PLoS last published detailed figures for 2013. They reported gross revenue and support of 46.87M (after waiving publication fees for authors who couldn’t pay). 2013 saw an increase in net assets of 9.87M, which is 21% of the gross revenue and support. The majority of their articles appear in PLoS ONE, which charges the authors $1350 per article. The surplus is eventually fed back into their operation, supporting further technological innovation in publishing, among other activities. I therefore think they shouldn’t be lumped together with for-profit publishers, but some people have asked me to compare them to the for-profits, so in the alternate version of the table below, I’ve included PLoS.

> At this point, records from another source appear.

PR #2102, opened 2019-05-03
CandlestickDAOChartCView

kennyqiyenkan:
A chart that is created from chartjs using the data inside a CandlestickDAO.


src/org/chartjs/CandlestickDAOChartCView.js
```diff
@@ -0,0 +1,204 @@
...
+    {
+      class: 'Map',
+      name: 'config',
+      documentation: `
+        The config map that is expected by chartjs. Structure and information can be found in chartjs.org's documentation.
+      `
+    },
+    {
+      class: 'Map',
+      name: 'candlestickMap',
```
mcarcaso: Do you need this as a property?

src/org/chartjs/CandlestickDAOChartCView.js
```diff
@@ -0,0 +1,204 @@
...
+    }
+  ],
+
+  methods: [
+    function initE() {
+      this.onDetach(this.data$proxy.listen(this.FnSink.create({ fn: this.dataUpdate })));
+      var self = this;
+      this.add(this.slot(function( config ) {
+        if ( config ) {
+          return this.E().tag(self.ChartCView, { config: self.config });
```
mcarcaso: self.config can be just config

src/org/chartjs/CandlestickDAOChartCView.js
```diff
@@ -0,0 +1,204 @@
...
+      code: function() {
+        // Data (which should be a CandlestickDAO) has been updated
+        if ( ! this.data ) {
+          // data was set to null
+          return;
+        }
+
+        var self = this;
+        // Get all candlesticks categorized by their key, and ordered in ascending order by their closeTime.
+        this.data.orderBy(this.Candlestick.CLOSE_TIME).select(this.GROUP_BY(this.Candlestick.KEY, this.ArraySink.create())).then( function(a) {
```
mcarcaso: There's a bunch of jumping around here that makes this kinda tough to read.
generateConfig goes to generateData which goes to generateDataSets, etc.

Check out https://github.com/foam-framework/foam2/pull/2103 and the test that's in the comment. I think using that approach to get the dataset together can help clean this up a bunch and I think the entire config can be done in one method since I don't see us needing to reuse much of these methods.

kennyqiyenkan: I personally find that to be pretty hard to read. I'll see what I can do simplify the functions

publisherProfitsIncludingPLoS2015edition

Hindawi charges only about $600 to authors to publish each article. Despite this relatively low cost, they  make an extraordinarily high profit of something like 52%. This may reflect some shortcuts and short-changing in their provision of services. As Jeffrey Beall has written, “Hindawi is not on my list of questionable publishers. I do receive complaints about Hindawi, however. They use spam a lot, most of their over 500 journals lack editors in chief, and it seems to be a publisher that focuses just on the authors’ needs and not so much the readers’.” Many open access publishers probably earn even higher profits, due to still-worse behavior. These can be classified as predators who scam unsuspecting authors.

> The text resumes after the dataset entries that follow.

PR #2105, opened 2019-05-03
Fix bug where editing fails when you go through a relationship table row

TW80000:
https://nanopay.atlassian.net/browse/CPF-1060

## Problem

When you edit an FObject in the DAO controller view, you get brought to a DetailView for that FObject. If that FObject has relationship properties, they will get rendered as DetailViews in tabs. In each relationship property's DetailView, there is only one property displayed (for ManyToManyRelationshipProperties): `dao :: DAOProperty`. The default view for DAOProperties is an InlineBrowserView, which contains a table view. When you double click a row in that table view, you get brought to a new DetailView for that object. However, now the underlying DAO is the relationship property, which is currently decorated with a `ReadOnlyDAO` decorator. This means that when you try to edit the FObject you double-clicked on in the relationship property table and click "Save", it throws an error because you can't put to a `ReadOnlyDAO`.

## Changes

* Removed the `ReadOnlyDAO` decorator on the `dao` property of the `ManyToManyRelationshipImpl` model
* Fixed linter errors in `DetailView`

## Discussion

I'm not aware of why it was added in the first place. I'm not saying it wasn't necessary, I'm just saying that I'm not aware of the reason. I'm expecting there was a good reason and so this won't be merged. In that case, does anyone have any ideas on how I can do this? I tried making a custom DetailView for `ManyToManyRelationshipImpl` but the data of that view is always set to the `dao` property's value anyway, so that doesn't fix anything. I was hoping that if the detail view specified the data then the property's value wouldn't be used, but that's not the case because of this bit of code that overwrites it: https://github.com/foam-framework/foam2/blob/master/src/foam/u2/Element.js#L2145-L2147. If I could override `toE` on just that `ManyToManyRelationshipImpl.dao` property then it would work, but I couldn't find a way to do that.

### DIFF
--- a/src/foam/u2/DetailView.js
+++ b/src/foam/u2/DetailView.js
@@ -70,10 +70,10 @@ foam.CLASS({
       // TODO: Make an FObjectArray when it validates properly
       preSet: function(_, ps) {
         foam.assert(ps, 'Properties required.');
-        for ( var i = 0 ; i < ps.length ; i++ ) {
+        for ( var i = 0; i < ps.length; i++ ) {
           foam.assert(
               foam.core.Property.isInstance(ps[i]),
-              "Non-Property in 'properties' list:",
+              `Non-Property in 'properties' list:`,
               ps);
         }
         return ps;
@@ -82,7 +82,9 @@ foam.CLASS({
         if ( ! of ) return [];
         return this.of.getAxiomsByClass(foam.core.Property).
           // TODO: this is a temporary fix, but Visibility.HIDDEN should be included and could be switched
-          filter(function(p) { return ! ( p.hidden || p.visibility === foam.u2.Visibility.HIDDEN ); });
+          filter(function(p) {
+            return ! ( p.hidden || p.visibility === foam.u2.Visibility.HIDDEN );
+          });
       }
     },
     {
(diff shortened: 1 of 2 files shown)


jlhughes (approved):

jlhughes (approved):

src/foam/u2/DetailView.js
```diff
@@ -70,10 +70,10 @@ foam.CLASS({
       // TODO: Make an FObjectArray when it validates properly
       preSet: function(_, ps) {
         foam.assert(ps, 'Properties required.');
-        for ( var i = 0 ; i < ps.length ; i++ ) {
+        for ( var i = 0; i < ps.length; i++ ) {
```
kgrgreer, line 73: The original version is the properly formatted one.

src/foam/u2/DetailView.js
```diff
@@ -70,10 +70,10 @@ foam.CLASS({
...
           foam.assert(
               foam.core.Property.isInstance(ps[i]),
-              "Non-Property in 'properties' list:",
+              `Non-Property in 'properties' list:`,
```
kgrgreer, line 76: The left line follows our/Google's convention, which is to use single quotes unless your string contains single quotes, in which case you should use double quotes.

TW80000:
@kgrgreer I'll try to update our linter settings to reflect that.

PR #2110, opened 2019-05-05
When pulling in constants from a library, Check if objects have a `cl…

mcarcaso:
…ass` property and create an instance of them if so.

When the builder runs, it serializes everything and can result in constants in a foam.LIB to go from something like:
```
    Compact: foam.json.Outputter.create({
      pretty: false,
      formatDatesAsNumbers: true,
      formatFunctionsAsStrings: false,
      outputDefaultValues: false,
      pretty: false,
      strict: false
    },
```
to this:
```
Compact: {
                       class: "foam.json.Outputter",
                       indentStr: "",
                       nlStr: "",
                       postColonStr: "",
                       alwaysQuoteKeys: false,
                       formatDatesAsNumbers: true,
                       formatFunctionsAsStrings: false,
                       outputDefaultValues: false,
                       pretty: false,
                       strict: false
},
```

This PR makes constants in foam.LIB convert objects with a `class` property to an instance of that class.

### DIFF
--- a/src/foam/core/lib.js
+++ b/src/foam/core/lib.js
@@ -124,7 +124,13 @@ foam.LIB = function LIB(model) {
       typeof model.constants === 'object',
       'Constants must be a map.');
 
-    for ( var key in model.constants ) root[key] = model.constants[key];
+    for ( var key in model.constants ) {
+      var v = root[key] = model.constants[key];
+      if ( foam.Object.isInstance(v) && v.class ) {
+        v = foam.lookup(v.class).create(v);
+      }
+      root[key] = v;
+    }
   }
 
   if ( model.methods ) {


jlhughes (approved):

src/foam/core/lib.js
```diff
@@ -124,7 +124,13 @@ foam.LIB = function LIB(model) {
       typeof model.constants === 'object',
       'Constants must be a map.');
 
-    for ( var key in model.constants ) root[key] = model.constants[key];
+    for ( var key in model.constants ) {
```
adamvy, line 127: I know I fixed this before somewhere but I can't find the code, no idea what happened to it.  The main limitation here is that we're one-offing a solution for constants and not methods or any other axioms that LIBs may eventually have.

A more general solution would be to call `foam.json.parse` here, or maybe to improve the non-strict mode of JSON Outputter to output literal calls to `foam.json.Outputter.create()` as opposed to `{ class: 'foam.json.Outputter' }` but there may be other issues with that.

This is okay for now but we should keep this in mind.

PR #2112, opened 2019-05-05
Move the code to adapt a date to foam.Date.toDate and make it handle …

mcarcaso:
…objects with class: '__Timestamp__'. Use this method to adapt values.


jlhughes:
This and 2111 address issues with CalendarDatePicker when running from foam-bin.js.

adamvy:
As discussed with Kevin I believe we're going to drop this.  `__Timestamp__` shouldn't leak anywhere beyond the JSON outputter, and Kevin is going to add general support for adapt running on default values.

While these profit figures show that the sciences clearly have enough money available to support publishing, the humanities are a different story. Many publishers in that area, such as university presses, are barely getting by, much like today’s newspaper publishers. So the large science, technology, and medicine publishers are outliers. Some, such as Elsevier, are still as fat as ever, suggesting that moves toward open access can go a lot further without endangering the provision of publishing services.

Disclosure: I am an editor for the open-access Registered Replication Reports, a type of article that appears in Perspectives on Psychological Science, a journal published by Sage for the Association for Psychological Science. Sage is a private company that is not required to report its financials. I wasn’t able to find profit figures for them.

Four Reasons to Oppose the Use of Elsevier’s Services for the Medical Journal of Australia

Elsevier has a history of unethical behaviour:
  1. Elsevier created fake medical journals to promote Merck products.
  2. Elsevier sponsored arms fairs for the international sale of weapons.
  3. Elsevier sponsored a bill that would have eliminated the NIH mandate that medical research be make freely available within 12 months of publication.
  4. Elsevier requires university and medical libraries to sign agreements that prevent them from reporting the exorbitant prices the libraries pay to subscribe to Elsevier’s journals.
Thanks to such practices, Elsevier makes an outrageous level of profit, 36% of revenue- higher than BMW and higher than the mining giant Rio TintoprofitChart. While researchers and research funders are attempting to transition medical and science publishing to an open access model, Elsevier seeks to hinder this transition. It is their corporate mandate to preserve the high level of profits they make by charging subscription fees for the articles that describe taxpayer-funded research.

 


Researchers ought to be using other providers, not channeling more money into Elsevier.